Aim of the task >>
Using the records below, output the stretch that opens with the line containing "-[#permission-to-managed-cluster-monitoring-denied]" and closes with the line containing "-49,8 +49,10 @@", exactly and including both lines, with nothing more.

Collected data entries
PR #6110, opened 2024-02-06
https://issues.redhat.com/browse/ACM-9681 known issue with Kube/API

swopebe:
https://issues.redhat.com/browse/ACM-9681

### DIFF
--- a/release_notes/known_issues_observability.adoc
+++ b/release_notes/known_issues_observability.adoc
@@ -26,8 +26,8 @@ Review the known issues for {product-title}. The following list contains known i
 For your {ocp} cluster, see https://access.redhat.com/documentation/en-us/openshift_container_platform/4.12/html/release_notes/ocp-4-12-release-notes#ocp-4-12-known-issues. 
 
 For more about deprecations and removals, see xref:../release_notes/deprecate_remove.adoc#deprecations-removals[Deprecations and removals].
-[#permission-to-managed-cluster-monitoring-denied]
 
+[#permission-to-managed-cluster-monitoring-denied]
 == Observatorium API gateway pods in a restored hub cluster might have stale tenant data
 //2.9:9681
 
--- a/release_notes/known_issues_observability.adoc
+++ b/release_notes/known_issues_observability.adoc
@@ -49,8 +49,10 @@ caller=handler.go:551 level=error component=receive component=receive-handler te
 
 See the following procedure to resolve this issue:
 
-. Scale the Observatorium API gateway deployment down to zero.
-. Scale the Observatorium API back to 2 or N if working with a custom deployment.
+. Scale down the `observability-observatorium-api` deployment instances from `N` to `0`.
+. Scale up the `observability-observatorium-api` deployment instances from `0` to `N`. if working with a custom deployment.
+
+*Note:* `N` = `2` by default, but might be greater than `2` in some custom configuration environments.
 
 This restarts all Observatorium API gateway pods with the correct tenant information, and the data from collectors start displaying in Grafana in between 5-10 minutes.
 
--- a/release_notes/known_issues_observability.adoc
+++ b/release_notes/known_issues_observability.adoc
@@ -50,7 +50,7 @@ caller=handler.go:551 level=error component=receive component=receive-handler te
 See the following procedure to resolve this issue:
 
 . Scale down the `observability-observatorium-api` deployment instances from `N` to `0`.
-. Scale up the `observability-observatorium-api` deployment instances from `0` to `N`. if working with a custom deployment.
+. Scale up the `observability-observatorium-api` deployment instances from `0` to `N`. 
 
 *Note:* `N` = `2` by default, but might be greater than `2` in some custom configuration environments.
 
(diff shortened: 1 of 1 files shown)


release_notes/known_issues_observability.adoc
```diff
@@ -26,6 +26,33 @@ Review the known issues for {product-title}. The following list contains known i
...
+----
+
+Thanos receives pods logs with the following errors:
+
+----
+caller=handler.go:551 level=error component=receive component=receive-handler tenant=xxxx err="no matching hashring to handle tenant" msg="internal server error"
+----
+
+See the following procedure to resolve this issue:
+
```
swopebe, line 51: these are confusing to me, we are telling the user to go through 1 step to 0 and one back to 2 or N? In that order? Or are these two different methods?

subbarao-meduri: @swopebe
The deployment name is `observability-observatorium-api`. By default, they are deployed as 2 instances. However, customer could have changed number of instances to more than 2 if scaling is needed. The fix is
1. Scale down  number of instances from N -> 0 
2. Scale up number of instances from 0 -> N 
(N = 2 by default, but could be > 2 in some environments, if custom configuration is used)

subbarao-meduri (approved):
/lgtm

release_notes/known_issues_observability.adoc
```diff
@@ -26,6 +26,35 @@ Review the known issues for {product-title}. The following list contains known i
 For your {ocp} cluster, see https://access.redhat.com/documentation/en-us/openshift_container_platform/4.12/html/release_notes/ocp-4-12-release-notes#ocp-4-12-known-issues. 
 
 For more about deprecations and removals, see xref:../release_notes/deprecate_remove.adoc#deprecations-removals[Deprecations and removals].
+[#permission-to-managed-cluster-monitoring-denied]
+
+== Observatorium API gateway pods in a restored hub cluster might have stale tenant data
```
dockerymick:
```suggestion

[#permission-to-managed-cluster-monitoring-denied]
== Observatorium API gateway pods in a restored hub cluster might have stale tenant data
```

release_notes/known_issues_observability.adoc
```diff
@@ -26,6 +26,35 @@ Review the known issues for {product-title}. The following list contains known i
...
+//2.9:9681
+
+The Observatorium API gateway pods in a restored hub cluster might contain stale tenant data after a backup and restore procedure because of a Kubernetes limitation. See link:https://kubernetes.io/docs/tasks/configure-pod-container/configure-pod-configmap/#mounted-configmaps-are-updated-automatically[Mounted ConfigMaps are updated automatically] for more about the limitation.
```
dockerymick, line 34: I see that "ConfigMap" is used. If I am recalling correctly, I believe that is why we had instances of `ConfigMap`. We wanted to be consistent with Kubernetes. With seeing this, we should be aligned with Kubernetes. Let's discuss with the team

release_notes/known_issues_observability.adoc
```diff
@@ -26,6 +26,35 @@ Review the known issues for {product-title}. The following list contains known i
...
+
+As a result, the Observatorium API and Thanos gateway rejects metrics from collectors, and the {product-title-short} Grafana dashboards do not display data.
+
+See the following errors from the Observatorium API gateway pod logs:
+
+----
```
dockerymick, line 40:
```suggestion
[source,bash]
----
```

release_notes/known_issues_observability.adoc
```diff
@@ -26,6 +26,35 @@ Review the known issues for {product-title}. The following list contains known i
...
+level=error name=observatorium caller=logchannel.go:129 msg="failed to forward metrics" returncode="500 Internal Server Error" response="no matching hashring to handle tenant\n"
+----
+
+Thanos receives pods logs with the following errors:
+
+----
```
dockerymick, line 46:
```suggestion
[source,bash]
----
```

dockerymick (changes requested):

release_notes/known_issues_observability.adoc
swopebe: @dockerymick  ConfigMap can be used, but what we don't want is configmap or configMap or anything else we try here.

swopebe: Here is the guidance: yes[ config map (noun)](https://redhat-documentation.github.io/supplementary-style-guide/#config-map)
Description: In Red Hat OpenShift, a config map holds configuration data for pods to consume. The API object for a config map is ConfigMap.

So you are right, we need to code it or write it out.

release_notes/known_issues_observability.adoc
swopebe, line 40: Not so sure about this one, we actually decided not to do this but I see it here and there in the doc now; I think some folks started doing on on their own. I think this is valid for a bash command. This is an error, however. I am going to reject this and bring it up again tomorrow.

release_notes/known_issues_observability.adoc
swopebe, line 46: same, it is an error and not a bash command. (???) Interested in the reason for _source, bash_ here, but we have not discussed using this across the team. Let's chat about it tomorrow.

release_notes/known_issues_observability.adoc
swopebe: @dockerymick I am going to leave the title the way it is here, but normally, yes we would code. Here is why:

This is the exact title of the third part documentation, it isn't our content.

release_notes/known_issues_observability.adoc
dockerymick: My reason is because it is displayed from the terminal. I considered CLI views as "bash"

dockerymick (approved):

release_notes/known_issues_observability.adoc
swopebe: Ok, I understand, but want to see what others use for errors. These would potentially build with a copy block but and error would not need that.

PR #6113, opened 2024-02-07
IBM Z documentation updates for HCP

krishnanshruthi:
Issue: https://issues.redhat.com/browse/ACM-9727

### DIFF
--- a/clusters/hosted_control_planes/scale_nodepool_hosted_ibmz.adoc
+++ b/clusters/hosted_control_planes/scale_nodepool_hosted_ibmz.adoc
@@ -137,4 +137,6 @@ clusterversion.config.openshift.io/version   4.15.0-ec.2   True        False    
 oc --kubeconfig <hosted_cluster_name>.kubeconfig get clusteroperators
 ----
 
-For each component of your cluster, the output shows: VERSION, AVAILABLE, PROGRESSING, DEGRADED, SINCE, and MESSAGE. For an output example, see the link:https://access.redhat.com/documentation/en-us/openshift_container_platform/4.14/html/installing/installing-on-ibm-z-and-ibm-linuxone#installation-operators-config_installing-ibm-z[Initial Operator configuration] section in the {ocp-short} documentation.
+For each component of your cluster, the output shows the following cluster operator statuses: `VERSION`, `AVAILABLE`, `PROGRESSING`, `DEGRADED`, `SINCE`, and `MESSAGE`. 
+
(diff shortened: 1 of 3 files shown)


clusters/hosted_control_planes/scale_nodepool_hosted_ibmz.adoc
```diff
@@ -144,25 +144,25 @@ See the following output:
 [source,bash]
```
swopebe: I really would rather we remove these long outputs this release, if we can. We discussed calling out specifically what the user needs to know or see from the output, which in this case is true, false and maybe other info, but if the user sees this in the terminal, why do we need to repeat it in the doc.

We are trying to simplify to doc for less maintenance.

swopebe (approved):
See comment about output that I would like to continue to discuss, if possible.

clusters/hosted_control_planes/scale_nodepool_hosted_ibmz.adoc
SNiemann15: @swopebe How about removing the entire table and simply writing something like: 

For each component of your cluster, the output shows:  VERSION, AVAILABLE, PROGRESSING, DEGRADED, SINCE, and MESSAGE if any. For an output example see the  Initial Operator configuration of your provider in [Installing and configuring OpenShift Container Platform clusters](https://access.redhat.com/documentation/en-us/openshift_container_platform/4.14/html/installing/index).

swopebe: @SNiemann15 I love that idea if you all agree to it!

clusters/hosted_control_planes/scale_nodepool_hosted_ibmz.adoc
```diff
@@ -137,32 +137,4 @@ clusterversion.config.openshift.io/version   4.14.0-ec.2   True        False
...
-openshift-controller-manager               4.14.2    True        False         False      5h47m   
-openshift-samples                          4.14.2    True        False         False      5h34m   
-operator-lifecycle-manager                 4.14.2    True        False         False      5h47m   
-operator-lifecycle-manager-catalog         4.14.2    True        False         False      5h47m   
-operator-lifecycle-manager-packageserver   4.14.2    True        False         False      5h47m   
-service-ca                                 4.14.2    True        False         False      5h35m   
-storage                                    4.14.2    True        False         False      5h47m   
-----
+For each component of your cluster, the output shows: VERSION, AVAILABLE, PROGRESSING, DEGRADED, SINCE, and MESSAGE. For an output example, see the link:https://access.redhat.com/documentation/en-us/openshift_container_platform/4.14/html/installing/installing-on-ibm-z-and-ibm-linuxone#installation-operators-config_installing-ibm-z[Initial Operator configuration] section in the {ocp-short} documentation.
```
swopebe: coding these output, but other than that, this works I think

jc-berger (approved):
/lgtm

Exercise result >>
-[#permission-to-managed-cluster-monitoring-denied]
 
+[#permission-to-managed-cluster-monitoring-denied]
 == Observatorium API gateway pods in a restored hub cluster might have stale tenant data
 //2.9:9681
 
--- a/release_notes/known_issues_observability.adoc
+++ b/release_notes/known_issues_observability.adoc
@@ -49,8 +49,10 @@ caller=handler.go:551 level=error component=receive component=receive-handler te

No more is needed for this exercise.